Go through the material that comes after this and count the lines containing "acoffman"; report only the count.

((

PR #486, opened 2019-01-31
Initial pass at basic stats filtering.

acoffman:
These updates apply to the pie charts on the statistics page. The
endpoint now takes two optional parameters that will filter the returned
results.

limit_by_stats: can be accepted, rejected, or submitted (or ommitted)
entrez_name: entrez gene symbol (or omitted)

Supplying either or both of these parameters will limit the evidence
items from which the stats are generated.

closes griffithlab/civic-client#999 for now. May expand the
functionality later.


susannasiebert:
Just thinking about how we could amend this to allow for easier addition of new filters. If you pass the whole `params` hash to `app/models/overview_dashboard.rb` you could have two lookup tables there, one for the join table(s) for each parameter and one for the query clause and then just iterate over params to create the where and join clauses. That way you'd only need to add things to the hashes to add new filter parameters. I'm not sure what all gets stored in params so we might need to nest the query parameters under one parent key.

acoffman:
Yeah, I think I like that idea a little better - lemme see what I can come up with!

susannasiebert:
@acoffman have you had any time to refactor this? Otherwise, maybe at this point we should just merge it for the sake of getting this feature deployed and worry about refactoring if we ever expand on the existing functionality.

acoffman:
@susannasiebert Yeah, I haven't gotten a chance to refactor just yet - lets merge as is for now and I'll revisit it when we need to add more filters.

PR #488, opened 2019-02-11
Upload linkage to Allele Registry for CIViC variants that have an allele registry ID

susannasiebert:
TODO:
- Update allele registry URL to point to live site
- Add credentials to secrets.yml

### DIFF
--- a/app/jobs/update_allele_registry_ids.rb
+++ b/app/jobs/update_allele_registry_ids.rb
@@ -18,7 +18,7 @@ class UpdateAlleleRegistryIds < ActiveJob::Base
   end
 
   def add_allele_registry_link(allele_registry_id)
-    system("#{ruby_executable} #{script_path} put \"reg.test.genome.network/allele/#{allele_registry_id}/externalSource/civic\" \"p1=#{allele_registry_id}\" #{allele_registry_username} #{allele_registry_password}")
+    system("#{ruby_executable} #{script_path} put \"reg.genome.network/allele/#{allele_registry_id}/externalSource/civic\" \"p1=#{allele_registry_id}\" #{allele_registry_username} #{allele_registry_password}")
   end
 
   def ruby_executable
--- a/app/jobs/update_allele_registry_ids.rb
+++ b/app/jobs/update_allele_registry_ids.rb
@@ -2,12 +2,25 @@ class UpdateAlleleRegistryIds < ActiveJob::Base
   def perform(recurring = true)
     begin
       for v in Variant.where(allele_registry_id: nil) do
-        v.allele_registry_id = get_allele_registry_id(v)
+        allele_registry_id = get_allele_registry_id(v)
+        v.allele_registry_id = allele_registry_id
         v.save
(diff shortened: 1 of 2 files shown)


app/jobs/update_allele_registry_ids.rb
```diff
@@ -2,14 +2,27 @@ class UpdateAlleleRegistryIds < ActiveJob::Base
...
+        allele_registry_id = get_allele_registry_id(v)
+        add_allele_registry_link(allele_registry_id)
+      end
     ensure
       reschedule if recurring
     end
   end
 
+  def add_allele_registry_link(allele_registry_id)
+    system("ruby #{script_path} put \"reg.test.genome.network/allele/#{allele_registry_id}/externalSource/civic\" \"p1=#{allele_registry_id}\" #{allele_registry_username} #{allele_registry_password}")
```
acoffman: Is there a reason we're shelling out here instead of just calling this script directly? We could toss it in `lib` and just treat it like any other class in the app. Unless we're running it via CLI other places?

misc_scripts/add_allele_registry_link.rb
```diff
@@ -0,0 +1,99 @@
+#!/usr/bin/env ruby
+
+require "uri"
+require 'digest/sha1'
+
+
+# create URL with authentication
+# params = vector of param=value
+def createUrl2(hostPath, params, login, password)
```
acoffman: For both createUrl methods, you could potentially use URI's builder method and ActiveSupport's to_query method to handle all of this automatically. See

https://stackoverflow.com/a/33257393
and
https://ruby-doc.org/stdlib-1.9.3/libdoc/uri/rdoc/URI/HTTP.html#method-c-build-label-Description

`to_query` should handle the escaping as needed for you, but will only be available if you move this to `lib` so `ActiveSupport` is in the library path.

Up to you though - if this works, it works and rewriting it might not be worth it.

misc_scripts/add_allele_registry_link.rb
```diff
@@ -0,0 +1,99 @@
...
+    urlCoded = "http://" + hostPathCoded + urlSuffix
+    url      = "http://" + hostPath      + urlSuffix
+    identity = Digest::SHA1.hexdigest("#{login}#{password}")
+    gbTime = Time.now.to_i.to_s
+    token = Digest::SHA1.hexdigest("#{urlCoded}#{identity}#{gbTime}")
+    request = "#{url}&gbLogin=#{URI::escape(login)}&gbTime=#{gbTime}&gbToken=#{URI::escape(token)}"
+    return request
+end
+
+def createUrl(hostPath, params)
```
acoffman: Again a minor nitpick, but generally in ruby method names are `snake_case` rather than `camelCase`.

susannasiebert:
secrets.yml on production has been updated. https://github.com/griffithlab/rails-deployments/blob/master/civic/secrets.yml as been updated. URL has been updated to point to the production allele registry.

PR #311, opened 2024-11-22
Fix check for peer access.

devreal:
Yes, there was a bug. Yes, PaRSEC says devices cannot access themselves. This code should be trivial. Alas...

### DIFF
--- a/ttg/ttg/parsec/ttg.h
+++ b/ttg/ttg/parsec/ttg.h
@@ -1088,12 +1088,15 @@ namespace ttg_parsec {
     bool all_peer_access = true;
     /* check whether all GPUs can access all peer GPUs */
     for (int i = 0; (i < parsec_nb_devices) && all_peer_access; ++i) {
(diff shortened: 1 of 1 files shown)


abouteiller:
I have been considering changing the mask in parsec to have self-access always be true, because that also helps with detecting if the peer-access masks are symmetrical.

devreal:
Yes please. That is the only sane semantic. Ideally, I wouldn't even have to figure it out myself but just ask PaRSEC...

abouteiller:
That being said, why was having self-access causing an actual issue in the end? You should never issue D2D transfers from-to the same device anyways

devreal:
> That being said, why was having self-access causing an actual issue in the end? You should never issue D2D transfers from-to the same device anyways

Because I want to know whether all devices can access each other's memory. If they don't, we have to pushout to the host. Not having the self flag set makes the check more complex and bit me during tests.

PR #312, opened 2024-11-22
Remove OpenMP dependency

devreal:
No code is actually using OpenMP. Some examples still have OpenMP commented out. I'll leave it there for historical reasons.


evaleev (approved):
NB library algebra may inject dependency on openmp

PR #316, opened 2025-02-04
Receive into device

devreal:
We already supported sending from the device. This PR adds support for allocating device buffer space and receiving directly into the device. We do that if we can detect directly whether device memory is supported (OMPI) or if the user tells us that it's safe (`TTG_FORCE_DEVICE_COMM=1`, e.g., with Cray MPICH).

### DIFF
--- a/ttg/ttg/buffer.h
+++ b/ttg/ttg/buffer.h
@@ -71,10 +71,8 @@ namespace madness {
       : m_fn(fn)
       { }
 
-      /// Stores (counts) data into the memory buffer.
 
-      /// The function only appears (due to \c enable_if) if \c T is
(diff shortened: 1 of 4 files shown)


devreal:
With some trial and error I got this to work but I don't think I fully understand PaRSEC's state machine. @bosilca @abouteiller @therault Is it necessary to [set the coherency state](https://github.com/TESSEorg/ttg/pull/316/files#diff-a1666cdfbe57e6602ea3e4f1d000434fcfa72dfd86812b7c876b1911d55bccf9R299) when setting the owning device? I need to set up the data to ensure that PaRSEC picks the device data that I have set...

PR #320, opened 2025-05-20
`umpire-cxx-allocator` is a required prerequisite, provides Umpire allocators without the need to bring in TiledArray

evaleev:
TiledArray is still used as a dependency for building SPMM (because it needs BLAS, BTAS, and Eigen) but madness runtime no longer needs to be initialized for the parsec backend just for the purpose of creating Umpire pinned allocators.

### DIFF
--- a/.github/workflows/cmake.yml
+++ b/.github/workflows/cmake.yml
@@ -67,7 +67,7 @@ jobs:
         wget https://developer.download.nvidia.com/compute/cuda/repos/wsl-ubuntu/x86_64/cuda-keyring_1.1-1_all.deb
         sudo dpkg -i cuda-keyring_1.1-1_all.deb
         sudo apt update
-        sudo apt install -y cuda-toolkit
+        sudo apt install -y cuda-toolkit-12
         echo "CUDA_BUILD_OPTS=-DENABLE_CUDA=ON -DTTG_ENABLE_CUDA=ON -DCUDA_TOOLKIT_ROOT_DIR=/usr/local/cuda-12 -DCMAKE_CUDA_COMPILER=/usr/local/cuda-12/bin/nvcc -DCMAKE_CUDA_HOST_COMPILER=${{ matrix.cxx }}" >> $GITHUB_ENV
 
     - name: Create Build Environment


ttg/ttg/env.h
```diff
@@ -0,0 +1,139 @@
...
+
+    inline static std::unique_ptr<Env>& instance_accessor() {
+      static std::unique_ptr<Env> instance_{nullptr};
+      return instance_;
+    }
+  };  // class Env
+
+  namespace umpire {
+
+    struct pinned_allocator_getter {
```
devreal, line 125: Does this really have to be injected into the `umpire` namespace?

ttg/ttg/env.h
```diff
@@ -0,0 +1,139 @@
...
+    }
+
+    /// @return an Umpire allocator that allocates from a
+    ///         pinned memory pool
+    /// @warning this is not a thread-safe allocator, should be only used when
+    ///          wrapped into umpire_based_allocator_impl
+    auto& pinned_allocator() { return pinned_allocator_; }
+
+    // clang-format off
+  /// @return the max actual amount of memory held by pinned_allocator()
```
devreal, line 96: Indentation is off

CMakeLists.txt
```diff
@@ -184,9 +184,13 @@ if (TTG_HAVE_CUDA OR TTG_HAVE_HIP OR TTG_HAVE_LEVEL_ZERO)
...
-##########################
-#### prerequisite runtimes
-##########################
+############################
+#### mandatory prerequisites
+############################
+add_custom_target(ttg-imported-packages-build)
+# umpire-cxx-allocator
+include(FindOrFetchUmpireCXXAllocator)
+add_dependencies(ttg-imported-packages-build vrg-build-external-projects)
```
devreal, line 193: Should we make this optional and only enable if we're building with CUDA/HIP/L0 support?

devreal (commented):
Thanks @evaleev, just some minor comments.

ttg/ttg/env.h
evaleev, line 96:
```suggestion
      /// @return the max actual amount of memory held by pinned_allocator()
```

cmake/modules/FindOrFetchUmpireCXXAllocator.cmake
```diff
@@ -0,0 +1,39 @@
...
+  endif()
+  if (TTG_ENABLE_HIP)
+    set(UMPIRE_ENABLE_HIP ON CACHE BOOL "Enable HIP support in Umpire")
+  endif()
+
+  include(FetchContent)
+  FetchContent_Declare(
+      umpire-cxx-allocator
+      GIT_REPOSITORY      https://github.com/ValeevGroup/umpire-cxx-allocator.git
+      GIT_TAG             ${TTG_TRACKED_UMPIRE-CXX-ALLOCATOR_TAG}
```
evaleev:
```suggestion
      GIT_TAG             ${TTG_TRACKED_UMPIRE_CXX_ALLOCATOR_TAG}
```

PR #321, opened 2025-05-23
PaRSEC: Defer handling of messages if termination detector is not ready yet

devreal:
We have to make sure that the taskpool is enabled before we allow anyone to send us messages, otherwise PaRSEC's termination detector will bark at us.


devreal:
@evaleev @therault I reverted my first attempt (adding a barrier) and changed the code so that messages received before the TDM is ready are deferred, just like we do if the message handler has not yet been installed. Tests in a loop pass locally, waiting for CI.

evaleev (approved):
I presume there is magic for cleanup of the data `malloc`ed on line 215 ...

evaleev (approved):
Ok thanks for the unique_ptr cleanup

PR #335, opened 2026-02-10
[cmake] autodetect if need additional linker flags to link against libc++

evaleev:
… such as when using Homebrew LLVM


devreal (commented):
It looks like we're pulling in kit-cmake.git for the boost integration as well. Should that be combined into a separate cmake module?

devreal (approved):

PR #35, opened 2017-03-14
OHFJIRA-54: Environment and config properties overview

hanusto:
From admin GUI point of view we have to properly configure javamelody stack. Actually javamelody monitoring is disabled but it can be enabled via `javamelody.enabled = true` property. Javamelody statistics are served by default at /web/admin/monitoring/javamelody.

Endpoints to show actually used config props are exposed by Spring Boot.

[Documentation](https://openhubframework.atlassian.net/wiki/display/OHFV1/JavaMelody) is updated.

Issue: [OHFJIRA-54](https://openhubframework.atlassian.net/browse/OHFJIRA-54)

### DIFF
--- a/pom.xml
+++ b/pom.xml
@@ -150,7 +150,7 @@
         <postgresql-version>9.4-1201-jdbc41</postgresql-version>
         <oracle-version>12.1.0.2</oracle-version>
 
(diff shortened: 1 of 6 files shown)


pjuza (approved):
It's OK ...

))

**Solution for this task:**
7